● **ACTION ITEM**: In the records, find every line with the word "nothing" and copy it out.

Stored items
= = = = =

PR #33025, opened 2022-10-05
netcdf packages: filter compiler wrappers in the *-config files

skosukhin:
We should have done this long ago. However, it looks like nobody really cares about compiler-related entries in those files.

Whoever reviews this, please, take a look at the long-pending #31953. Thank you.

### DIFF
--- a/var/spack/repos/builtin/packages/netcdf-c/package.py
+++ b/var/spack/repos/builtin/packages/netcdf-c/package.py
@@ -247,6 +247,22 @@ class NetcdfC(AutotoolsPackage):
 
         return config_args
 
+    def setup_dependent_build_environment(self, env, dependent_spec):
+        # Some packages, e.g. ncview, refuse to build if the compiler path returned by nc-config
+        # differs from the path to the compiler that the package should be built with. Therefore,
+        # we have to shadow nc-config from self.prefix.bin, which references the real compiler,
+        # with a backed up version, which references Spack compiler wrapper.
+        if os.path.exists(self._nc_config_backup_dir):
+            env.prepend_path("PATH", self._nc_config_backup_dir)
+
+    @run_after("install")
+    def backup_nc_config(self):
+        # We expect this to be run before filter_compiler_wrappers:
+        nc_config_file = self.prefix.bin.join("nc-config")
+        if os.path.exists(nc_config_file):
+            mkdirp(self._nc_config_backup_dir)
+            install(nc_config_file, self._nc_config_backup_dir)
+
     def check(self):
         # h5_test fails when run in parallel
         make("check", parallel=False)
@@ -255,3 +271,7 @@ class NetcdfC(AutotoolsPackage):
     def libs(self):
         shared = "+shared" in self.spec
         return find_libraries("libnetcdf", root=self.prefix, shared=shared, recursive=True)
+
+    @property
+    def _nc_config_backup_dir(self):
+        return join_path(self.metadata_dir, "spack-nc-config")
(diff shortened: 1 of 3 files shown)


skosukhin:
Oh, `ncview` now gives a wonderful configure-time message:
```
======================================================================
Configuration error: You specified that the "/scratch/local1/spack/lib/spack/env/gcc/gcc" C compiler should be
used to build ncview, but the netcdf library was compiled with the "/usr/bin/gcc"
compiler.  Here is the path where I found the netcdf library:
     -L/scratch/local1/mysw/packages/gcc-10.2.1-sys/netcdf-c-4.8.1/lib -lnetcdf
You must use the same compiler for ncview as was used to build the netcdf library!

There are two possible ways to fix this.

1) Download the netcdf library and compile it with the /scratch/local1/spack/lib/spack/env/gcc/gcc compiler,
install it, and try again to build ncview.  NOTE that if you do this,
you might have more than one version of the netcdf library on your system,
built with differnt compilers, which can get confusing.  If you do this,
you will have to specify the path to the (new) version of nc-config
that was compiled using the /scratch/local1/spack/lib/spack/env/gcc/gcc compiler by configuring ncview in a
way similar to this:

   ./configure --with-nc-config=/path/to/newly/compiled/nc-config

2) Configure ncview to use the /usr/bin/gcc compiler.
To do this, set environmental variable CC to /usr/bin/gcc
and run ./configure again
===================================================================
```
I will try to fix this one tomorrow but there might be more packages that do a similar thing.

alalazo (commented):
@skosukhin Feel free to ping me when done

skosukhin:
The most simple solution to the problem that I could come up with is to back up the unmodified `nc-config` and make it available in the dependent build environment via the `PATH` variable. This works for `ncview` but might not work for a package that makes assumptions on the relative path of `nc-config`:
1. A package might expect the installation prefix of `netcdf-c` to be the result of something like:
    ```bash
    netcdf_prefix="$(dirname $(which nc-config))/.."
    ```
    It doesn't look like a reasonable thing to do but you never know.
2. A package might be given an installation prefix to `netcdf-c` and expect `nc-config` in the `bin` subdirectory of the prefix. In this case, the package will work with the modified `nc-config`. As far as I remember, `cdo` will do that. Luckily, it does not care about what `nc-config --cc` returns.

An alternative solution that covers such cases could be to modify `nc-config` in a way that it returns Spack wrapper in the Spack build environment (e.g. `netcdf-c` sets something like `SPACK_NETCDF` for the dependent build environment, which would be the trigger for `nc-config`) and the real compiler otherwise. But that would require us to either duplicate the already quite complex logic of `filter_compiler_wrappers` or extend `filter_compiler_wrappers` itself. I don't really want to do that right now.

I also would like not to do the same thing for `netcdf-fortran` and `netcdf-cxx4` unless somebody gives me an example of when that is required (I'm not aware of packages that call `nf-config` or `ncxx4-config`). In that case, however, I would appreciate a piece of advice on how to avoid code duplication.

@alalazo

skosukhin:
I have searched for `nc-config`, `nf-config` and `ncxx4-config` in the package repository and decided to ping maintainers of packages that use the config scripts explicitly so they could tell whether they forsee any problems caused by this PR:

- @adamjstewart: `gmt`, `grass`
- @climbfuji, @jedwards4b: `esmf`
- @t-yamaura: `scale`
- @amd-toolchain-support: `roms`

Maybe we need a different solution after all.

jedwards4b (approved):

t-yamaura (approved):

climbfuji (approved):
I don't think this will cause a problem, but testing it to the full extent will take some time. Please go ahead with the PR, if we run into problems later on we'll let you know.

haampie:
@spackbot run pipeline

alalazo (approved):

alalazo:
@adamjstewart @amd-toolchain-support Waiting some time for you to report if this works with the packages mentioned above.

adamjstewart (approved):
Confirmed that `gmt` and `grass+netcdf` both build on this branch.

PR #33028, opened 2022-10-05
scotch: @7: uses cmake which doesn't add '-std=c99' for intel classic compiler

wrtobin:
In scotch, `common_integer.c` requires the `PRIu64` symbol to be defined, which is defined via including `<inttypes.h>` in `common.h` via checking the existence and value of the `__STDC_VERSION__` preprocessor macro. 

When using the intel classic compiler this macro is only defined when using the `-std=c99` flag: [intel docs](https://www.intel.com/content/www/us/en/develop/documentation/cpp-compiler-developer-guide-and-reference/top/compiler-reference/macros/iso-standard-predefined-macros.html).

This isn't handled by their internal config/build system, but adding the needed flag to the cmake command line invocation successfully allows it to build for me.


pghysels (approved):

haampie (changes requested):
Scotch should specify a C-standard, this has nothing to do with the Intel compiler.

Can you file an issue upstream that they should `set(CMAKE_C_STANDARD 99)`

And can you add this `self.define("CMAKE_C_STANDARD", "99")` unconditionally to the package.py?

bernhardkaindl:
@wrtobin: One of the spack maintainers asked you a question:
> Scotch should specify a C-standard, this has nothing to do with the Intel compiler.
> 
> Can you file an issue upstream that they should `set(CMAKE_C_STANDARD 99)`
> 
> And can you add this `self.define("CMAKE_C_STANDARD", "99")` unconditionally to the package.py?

= = = = =

● **YOUR RESPONSE**:
Scotch should specify a C-standard, this has nothing to do with the Intel compiler.
> Scotch should specify a C-standard, this has nothing to do with the Intel compiler.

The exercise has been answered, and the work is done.